Mlliyet Milliyet Blog Milliyet Blog
 
Facebook Connect
Blog Kategorileri
 

12 Mart '14

 
Kategori
Gündelik Yaşam
 

Bandırma yazıları : Avukat Bilgin Aydoğmuş da gitti…

Bandırma yazıları : Avukat Bilgin Aydoğmuş da gitti…
 

bandırmahaber.net


 Avukat Bilgin Aydoğmuş da sonsuzluğa gitti… Eşi Nesrin Aydoğmuş 20 gün önce ölmüştü. Dört gün önce Bilgin Bey’in Yazıhanesi’ne uğramıştım. Aynı  yollardan ben de geçtiğim için ne kadar üzgün olduğunu biliyordum. Teselli etmek istedim . Bir şeyler anlatıp, yüzünü güldürmek istedim.

Kapıyı çaldım. Önce ziline bastım. Zil çalmıyordu. Biraz tuhaf karşıladım. Sonra tokmakla üç kere tımbırdattım. Kapıyı kendisi açtı. İçerde yaşlıca bir karı koca oturuyordu, onlar da “Baş sağlığı” dilemek için gelmişlerdi. Ben gelince, gerekli teselli edici sözleri söyleyip, dışarı çıktılar.
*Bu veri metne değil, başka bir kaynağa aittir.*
PR #2451, opened 2024-06-16
fix missing validate chainType logic

jiqiang90:
# Description
Fix not validating chainTypes when loading project from local files

Fixes # (issue)

## Type of change

## Checklist

- [ ] I have tested locally


stwiname (approved):

packages/node/src/utils/project.ts
```diff
@@ -42,7 +42,8 @@ export async function getChainTypes(
 ): Promise<ChainTypes> {
   // If the project is load from local, we will direct load them
   if (reader instanceof LocalReader) {
-    return loadChainTypes(file, root);
+    const raw = loadChainTypes(file, root);
+    return parseChainTypes(raw);
```
stwiname, line 46: It seems every path for returning does `return parseChainTypes`. Reworking this function so there is a single return would reduce chances of the issue happening again

PR #2452, opened 2024-06-16
Wait new block when last process height is same as last chain height

jiqiang90:
# Description

Fixes # (issue)

## Type of change

## Checklist

- [ ] I have tested locally

### DIFF
--- a/packages/node-core/src/indexer/fetch.service.ts
+++ b/packages/node-core/src/indexer/fetch.service.ts
@@ -110,7 +110,7 @@ export abstract class BaseFetchService<DS extends BaseDataSource, B extends IBlo
       // Alternative, we can expose async function getLastProcessedHeight() to ensure accuracy.
       if (startHeight - 1 === this.latestHeight()) {
         logger.warn(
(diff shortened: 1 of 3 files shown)


packages/node-core/src/indexer/fetch.service.ts
```diff
@@ -102,10 +102,21 @@ export abstract class BaseFetchService<DS extends BaseDataSource, B extends IBlo
...
     await Promise.all([this.getFinalizedBlockHead(), this.getBestBlockHead()]);
 
+    this.projectService.startHeight;
+
     if (startHeight > this.latestHeight()) {
-      throw new Error(
-        `The startBlock of dataSources in your project manifest (${startHeight}) is higher than the current chain height (${this.latestHeight()}). Please adjust your startBlock to be less that the current chain height.`
-      );
+      // This is at init stage, lastProcessedHeight should be always - 1 from the startHeight in this case
+      // this is reverse calculated from projectService.nextProcessHeight()
```
stwiname, line 109: It seems like the source of startHeight needs to be fixed rather than adding special cases here

stwiname (approved):

Issue #1963, opened 2023-08-21
Skip dictionary when difference between lastProcessedHeight and latestHeight is small


ianhe8x:
### Prerequisites

* [ ] Are you running the latest version(s)?
* [ ] Have you searched the [documentation for your issue](https://academy.subquery.network/)?
* [ ] Did you search for an existing issue or pull request?

### Description
We want to reduce unnecessary dict queries

### Details

Skip dictionary when difference between lastProcessedHeight and latestHeight is small. (mandatory value or use batch size)

**Local Environment:** [You can get this information from executing `subql version`.]
**Query Version:** [What is the version of the query service?]
**Indexer Version:** [What is the version of the indexer service?]
**Network Details:**
  * [Network]
  * [Block height, a block height where the issue is happening]
  * [Dictionary endpoint, if used]

### Steps to Reproduce

1. [First Step]
2. [Second Step]
3. [and so on...]

**Example project:** [A link to a minimal example that can reproduce the issue]

**Expected behavior:** [What you expected to happen]

**Actual behavior:** [What actually happened]

### Any other information

Is there any other information you would like to add?

stwiname:
This has been updated to match the last block, but we can be even looser and stop using the dictionary if its within a certain number of blocks

PR #2454, opened 2024-06-17
Skip dictionary if within batch size of latest height

stwiname:
# Description
Skips using the dictionary if project nearly fully indexed and within a batch size of the latest height

Fixes https://github.com/subquery/subql/issues/1963

## Type of change

## Checklist

- [x] I have tested locally

### DIFF
--- a/packages/node-core/src/indexer/fetch.service.spec.ts
+++ b/packages/node-core/src/indexer/fetch.service.spec.ts
@@ -655,8 +655,8 @@ describe('Fetch Service', () => {
   });
 
   it('throws if the start block is greater than the chain latest height', async () => {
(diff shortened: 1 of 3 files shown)


packages/node-core/src/indexer/fetch.service.spec.ts
```diff
@@ -655,8 +655,8 @@ describe('Fetch Service', () => {
   });
 
   it('throws if the start block is greater than the chain latest height', async () => {
```
jiqiang90, line 657:
```suggestion
  it('throws if the start block is greater than the chain latest height, and last processed height is not same as chain latest height', async () => {
```

jiqiang90 (approved):

PR #2465, opened 2024-06-21
Strict cli

yoozo:
# Description

Fixes # (issue)
Enable ts strict in cli

## Type of change

## Checklist

- [x] I have tested locally

### DIFF
--- a/packages/cli/src/commands/deployment/deploy.ts
+++ b/packages/cli/src/commands/deployment/deploy.ts
@@ -90,6 +90,7 @@ export default class Deploy extends Command {
       }
     }
     if (!flags.queryVersion) {
+      assert(validator.manifestRunner, 'Please set manifestRunner in your project');
       try {
         const queryVersions = await imageVersions(
           validator.manifestRunner.query.name,
--- a/packages/cli/src/commands/deployment/deploy.ts
+++ b/packages/cli/src/commands/deployment/deploy.ts
@@ -98,7 +98,13 @@ export default class Deploy extends Command {
           ROOT_API_URL_PROD
         );
         if (!flags.useDefaults) {
-          const response = await promptWithDefaultValues(inquirer, 'Enter query version', null, queryVersions, true);
+          const response = await promptWithDefaultValues(
+            inquirer,
+            'Enter query version',
+            undefined,
+            queryVersions,
+            true
+          );
           flags.queryVersion = response;
         } else {
           flags.queryVersion = queryVersions[0];
--- a/packages/cli/src/commands/deployment/deploy.ts
+++ b/packages/cli/src/commands/deployment/deploy.ts
@@ -63,12 +63,10 @@ export default class Deploy extends Command {
       } else {
         flags.dict = validateDictEndpoint;
       }
-
-      assert(flags.dict, 'Dictionary is required');
     }
 
-    assert(validator.manifestRunner, 'Please set manifestRunner in your project');
     if (!flags.indexerVersion) {
+      assert(validator.manifestRunner, 'Please set manifestRunner in your project');
       try {
         const indexerVersions = await imageVersions(
           validator.manifestRunner.node.name,
--- a/packages/cli/src/commands/deployment/deploy.ts
+++ b/packages/cli/src/commands/deployment/deploy.ts
@@ -63,6 +63,8 @@ export default class Deploy extends Command {
       } else {
         flags.dict = validateDictEndpoint;
       }
+
+      assert(flags.dict, 'Dictionary is required');
     }
 
     assert(validator.manifestRunner, 'Please set manifestRunner in your project');
--- a/packages/cli/src/commands/deployment/deploy.ts
+++ b/packages/cli/src/commands/deployment/deploy.ts
@@ -1,6 +1,7 @@
 // Copyright 2020-2024 SubQuery Pte Ltd authors & contributors
 // SPDX-License-Identifier: GPL-3.0
 
+import assert from 'assert';
 import {Command, Flags} from '@oclif/core';
 import chalk from 'chalk';
 import cli from 'cli-ux';
@@ -51,18 +52,20 @@ export default class Deploy extends Command {
         throw new Error(chalk.red('Please ensure a valid is passed using --endpoint flag'));
       }
 
-      flags.endpoint = await promptWithDefaultValues(cli, 'Enter endpoint', undefined, null, true);
+      flags.endpoint = await promptWithDefaultValues(cli, 'Enter endpoint', undefined, undefined, true);
     }
 
     if (!flags.dict) {
+      assert(validator.chainId, 'Please set chainId in your project');
       const validateDictEndpoint = processEndpoints(await dictionaryEndpoints(ROOT_API_URL_PROD), validator.chainId);
       if (!flags.useDefaults && !validateDictEndpoint) {
-        flags.dict = await promptWithDefaultValues(cli, 'Enter dictionary', validateDictEndpoint, null, false);
+        flags.dict = await promptWithDefaultValues(cli, 'Enter dictionary', validateDictEndpoint, undefined, false);
       } else {
         flags.dict = validateDictEndpoint;
       }
     }
 
+    assert(validator.manifestRunner, 'Please set manifestRunner in your project');
     if (!flags.indexerVersion) {
       try {
         const indexerVersions = await imageVersions(
@@ -75,7 +78,7 @@ export default class Deploy extends Command {
           flags.indexerVersion = await promptWithDefaultValues(
             inquirer,
             'Enter indexer version',
-            null,
+            undefined,
             indexerVersions,
             true
           );
--- a/packages/cli/src/commands/init.ts
+++ b/packages/cli/src/commands/init.ts
@@ -1,6 +1,7 @@
 // Copyright 2020-2024 SubQuery Pte Ltd authors & contributors
 // SPDX-License-Identifier: GPL-3.0
 
+import assert from 'assert';
 import fs from 'fs';
 import path from 'path';
 import {URL} from 'url';
@@ -43,12 +44,12 @@ function filterInput(arr: string[]) {
 
 async function promptValidRemoteAndBranch(): Promise<string[]> {
   let isValid = false;
-  let remote: string;
+  let remote: string | undefined;
   while (!isValid) {
     try {
-      remote = await cli.prompt('Custom template git remote', {
+      remote = (await cli.prompt('Custom template git remote', {
         required: true,
-      });
+      })) as string;
       new URL(remote);
       isValid = true;
     } catch (e) {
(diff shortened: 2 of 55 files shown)


packages/cli/src/commands/init.ts
```diff
@@ -78,11 +79,11 @@ export default class Init extends Command {
...
-  private projectPath: string; //path on GitHub
-  private project: ProjectSpecBase;
-  private location: string;
-  private networkFamily: NETWORK_FAMILY;
-  private network: string;
+  private projectPath!: string; //path on GitHub
+  private project!: ProjectSpecBase;
+  private location!: string;
+  private networkFamily!: NETWORK_FAMILY;
+  private network!: string;
```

Bilgin Bey, o kadar çok yıkık görünmüyordu. Beni iyi karşıladı. Sağdan soldan konuştuk. Siyasi olaylara üzülüyordu. Anlayışsız siyasi liderler belli ki onun da bütün millet gibi canını sıkıyordu. Günlük hayattan  konuştuk, biraz spordan… Ondan sonra kendisine biraz yolculuğa çıkmasını tavsiye ettim, “Biz Nesrin”le çok dolaştık…” dedi . Yurt dışına çıkıp çıkmadığını sordum.  Galiba çıkmadığını söyledi. “Artık gezi zamanı,” dedim. O da , “Erdal Bey bizim işimiz öyle kolay kolay buradan ayrılmayı kabullenmez..”dedi. Elbette Avukatlık, kolay emekli olunan bir meslek değildi; belki de bütün ömür boyu yapılacak mesleklerden biridir. Onu söylemek istedi.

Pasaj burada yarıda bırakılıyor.